Guest More than 1 year ago
Having lived in another country prior to the U.S., I do understand the author's first weight-gain experience. In my freshman year, I successfully added 15 pounds. I do think it's the result of the sedentary lifestyle in the U.S. (office jobs where you sit for 9 hours or more a day), the large portions and the highly processed foods. While some of us may not be able to afford the costs of organic foods or have the luxury of farmers markets, there are many principles in this book that you can apply to your life: 1. Drink more water, 2. Move more 3. Control your portion size 4. Eat more vegetables and fruits. I do believe it's beneficial to record one's eating habits as the author mentions, because you may be amazed by the many 'offenders' that creep into your diet. The author also implies that we are the ones that have control over what we eat - it would benefit us all if we exercise that self-control more regularly, and we will feel empowered.

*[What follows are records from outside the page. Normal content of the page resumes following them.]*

PR #742, opened 2023-11-01
Add done button for when creating new PINs

Luna712:


app/src/main/java/com/lagradost/cloudstream3/ui/account/AccountDialog.kt
```diff
@@ -48,11 +52,32 @@ object AccountDialog {
...
+                if (binding.pinEditTextError.isVisible) {
+                    // If the done button is pressed and there is an error,
+                    // ask again, and mention the error that caused this.
+                    showPinInputDialog(
+                        context = binding.root.context,
+                        currentPin = null,
+                        editAccount = true,
+                        errorText = binding.pinEditTextError.text.toString(),
+                        callback = callback
+                    )
```
Luna712, line 72: Just noting this basically is meant to give the same results as the keyboard done listener down below:
```kt
binding.pinEditText.setOnEditorActionListener { _, actionId, _ ->
            if (actionId == EditorInfo.IME_ACTION_DONE && isPinValid) {
                val enteredPin = binding.pinEditText.text.toString()
                callback.invoke(enteredPin)
                dialog.dismissSafe()
            }
            true
        }
        ```

But, we can't stop this from dismissing the dialog it seems, so we just ask again, until there is no error, or the user cancels it, and we make sure to show the error again so the user knows what went wrong. It just makes it easier so you don't have to toggle the checkbox again, or wonder went went wrong if you accidently press "Done" with no error displaying afterword's. It's not the best practice for this to call itself but it works, and just makes it require less manual work, making it easier on TV for example where this is kinda hard to navigate sometimes.

File: app/src/main/java/com/lagradost/cloudstream3/ui/account/AccountDialog.kt [hunk 2]
```diff
@@ -48,11 +52,32 @@ object AccountDialog {
...
+                if (binding.pinEditTextError.isVisible) {
                     callback.invoke(null)
                 }
             }
-            .create()
+
+        if (isNewPin) {
+            if (errorText != null) binding.pinEditTextError.visibleWithText(errorText)
+            builder.setPositiveButton(R.string.setup_done) { _, _ ->
+                if (binding.pinEditTextError.isVisible) {
```
fire-light42, line 63: While this works, it is really bad to confuse state with the user interface. In a perfect world the UI state should be entirely separate from the business logic of the app, and I do know that this app does not entirely follow this at all times, this is too much. I think I failed to notice this before, but going forward you should use variables or view models to do this

fire-light42 (changes requested):
Try to separate the UI and logic as it makes it a lot easier to manage

app/src/main/java/com/lagradost/cloudstream3/ui/account/AccountDialog.kt
fire-light42: Dont do any sort of control flow operations based on the look of UI

Luna712: I think this is fixed

fire-light42 (approved):

PR #748, opened 2023-11-02
Fix two strings

Luna712:
It looks like they were both fixed in my original commits in #727 and #730 but fixing some merge conflict in #727 accidentally removed that fix


C10udburst:
pushed to weblate to avoid conflicts (#681)

Luna712:
> pushed to weblate to avoid conflicts (#681)

Thanks!

PR #750, opened 2023-11-02
Fix some deprecations and other warnings

Luna712:
* Replace deprecated onBackPressed()
* Fixes some AndroidManifest warnings
  * Use android:dataExtractionRules for Android 12+
  * Add tools:ignore for ScopedStorage and QueryAllPackagesPermission
  * Make VideoDownloadRestartReceiver not exported (fixes "
Exported receiver does not require permission") - if this was incorrect I can revert this part
  * Bump tools:targetApi
* Enable android:enableOnBackInvokedCallback for predictive back gestures on Android 13 (if enabled in developer options) and Android 14 (also fixes "OnBackInvokedCallback is not enabled for the application." which is commonly seen in logcat)

### DIFF
--- a/app/src/main/java/com/lagradost/cloudstream3/MainActivity.kt
+++ b/app/src/main/java/com/lagradost/cloudstream3/MainActivity.kt
@@ -1576,6 +1576,23 @@ class MainActivity : AppCompatActivity(), ColorPickerDialogListener {
 //                showToast(this, currentFocus.toString(), Toast.LENGTH_LONG)
 //            }
 //        }
+
+        onBackPressedDispatcher.addCallback(
+            this,
+            object : OnBackPressedCallback(true) {
+                override fun handleOnBackPressed() {
+                    window?.navigationBarColor = colorFromAttribute(R.attr.primaryGrayBackground)
+                    updateLocale()
+
+                    // If we don't disable we end up in a loop with default behavior calling
+                    // this callback as well, so we disable it, run default behavior,
+                    // then re-enable this callback so it can be used for next back press.
+                    isEnabled = false
+                    onBackPressedDispatcher.onBackPressed()
+                    isEnabled = true
+                }
+            }
+        )
     }
 
     private var backPressedCallback: OnBackPressedCallback? = null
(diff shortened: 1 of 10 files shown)


fire-light42:
@Blatzar

Luna712:
This still has one issue left to fix, I'll do shortly.

app/src/main/java/com/lagradost/cloudstream3/ui/result/ResultTrailerPlayer.kt
```diff
@@ -172,12 +175,22 @@ open class ResultTrailerPlayer : ResultFragmentPhone(), IOnBackPressed {
...
+        if (backPressedCallback == null) {
+            backPressedCallback = object : OnBackPressedCallback(true) {
+                override fun handleOnBackPressed() {
+                    updateFullscreen(false)
+                }
+            }
         }
+
+        backPressedCallback?.isEnabled = true
+        requireActivity().onBackPressedDispatcher.addCallback(requireActivity(), backPressedCallback!!)
```
Blatzar, line 190: Please refrain from ever using requireActivity() or !!

Even if it should logically never be an issue android has a habit of being extremely weird and if it can crash it will crash. Please use activity?. and other such null safe behavior.

Blatzar (changes requested):

Blatzar:
Very nice to see this, maybe we can implement some cool predictive back gestures after this :pray:

app/src/main/java/com/lagradost/cloudstream3/ui/result/ResultTrailerPlayer.kt
Luna712: Sorry about that, fixed and thanks!

Blatzar (approved):
Testing looks good :+1:

app/src/main/java/com/lagradost/cloudstream3/MainActivity.kt
```diff
@@ -650,34 +650,6 @@ class MainActivity : AppCompatActivity(), ColorPickerDialogListener {
         builder.show().setDefaultFocus()
     }
 
-    private fun backPressed() {
-        this.window?.navigationBarColor =
```
fire-light42, line 654: This was removed causing the bug

fire-light42 (changes requested):

app/src/main/java/com/lagradost/cloudstream3/MainActivity.kt
Luna712: Oh thanks! Fixed.

fire-light42 (approved):
🥳  Very good job, nice pr as always. Reply with 👍 or react and I will merge it

PR #760, opened 2023-11-10
Fix faulty automatic subtitle selection

self-similarity:
This fixes subtitles being automatically selected to the first available subtitle (often Arabic) by media3.
This also likely makes it more reliable since it seems like a lot of code is made to account for the unreliable automatic selection.

0 was used instead of a constant since there is no constant for 0.


Luna712:
Thank you so much for fixing this. This has been an annoying little bugger for me for quite some time, especially on TV

PR #763, opened 2023-11-11
fix: upgrade gradle and kgp upgrade

IndusAryan:
let the build workflow fail after merging #726 to get latest log, then merge this one , i think this work as the make jar classes workflow will now run after the prerelease and build push.


C10udburst:
i tested it locally and it didn't work

PR #770, opened 2023-11-15
Fixed flag and name for Levantine Arabic and Najdi Arabic

CranberrySoup:


KingLucius:
I think it's more appropriate to make the official standard arabic translation to use the same flag of "ars" not "ae" as usual of all arabic translations.
All arab countries have their local accents but we used to use the flag of Saudi Arabia as the flag for standard arabic translations.

PR #781, opened 2023-11-20
bump guava, json(tests), kgp, desugaring

IndusAryan:


app/build.gradle.kts
```diff
@@ -178,7 +178,7 @@ dependencies {
 
     // For KSP -> Official Annotation Processors are Not Yet Supported for KSP
     ksp("dev.zacsweers.autoservice:auto-service-ksp:1.1.0")
-    implementation("com.google.guava:guava:32.1.2-android")
+    implementation("com.google.guava:guava:32.1.3-jre")
```
fire-light42, line 181: why switch from android to jre?

IndusAryan: was automatic, i Wii check in few minutes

Guest More than 1 year ago
This little book is full of succulent recipes and sage advise about losing weight. Let me tell you my own experience eating the French way. I went to France a few years ago for about three weeks. I stayed in Paris, and then in Chartres. I could only afford to eat in little cafes and bistros, but I vowed to eat only my favorite foods and go back only to restuarants that were to die for. I ate my favorites - chocolate made fresh every day, chocolate mousse, home made ice cream, omelettes, pizza with goat cheese and cream sauce, quiche of every kind - you name it I ate it. I also had a glass of wine with dinner every night. We snacked almost all day in between meals on fresh fruit. All of the food was fresh - no chemical additives and nothing packed in pastic bags. We also walked every morning before breakfast and every day after lunch. When I got home and got on the scale I was shocked to see I had lost 25 pounds, and two dress sizes. I had to laugh because we complained the first few days about how long it took us to get served, and how long each meal took. After the second day we were so into really tasting the food we shared, we shut up and stopped hurrying through each meal. It took less than a week for me to get back into my harried life - eating on the run, shoving food in my mouth while I talked on a conference call and simultaneously completing and emailing reports. I was back to the fast lane and fast food take out. When I got this book it took me back to France, and back to why the French have less than an 11% obesity rate. They simply eat the freshest food in season, and they enjoy what they eat. We cannot avoid food. We need it to survive. But we can choose fresh foods in season that we love, make meals with a few favorite ingredients and savor every bite. Once we slow down and let our taste buds enjoy great food again, we will give our stomachs the twenty or so minutes it needs to signal - hey that was delicious but I am done now. You can stop. Save the rest for another time. Granted, we should not use food as a deterrent for issues we are not dealing with in life. We need to ask - what exactly is eating me right now? And deal with it. Get help from good books and from professional therapists. In the meantime, we can learn the pleasure principle of food, and lose a few pounds along the way.
Anonymous More than 1 year ago
It was enjoyable and I really like some of the recipes.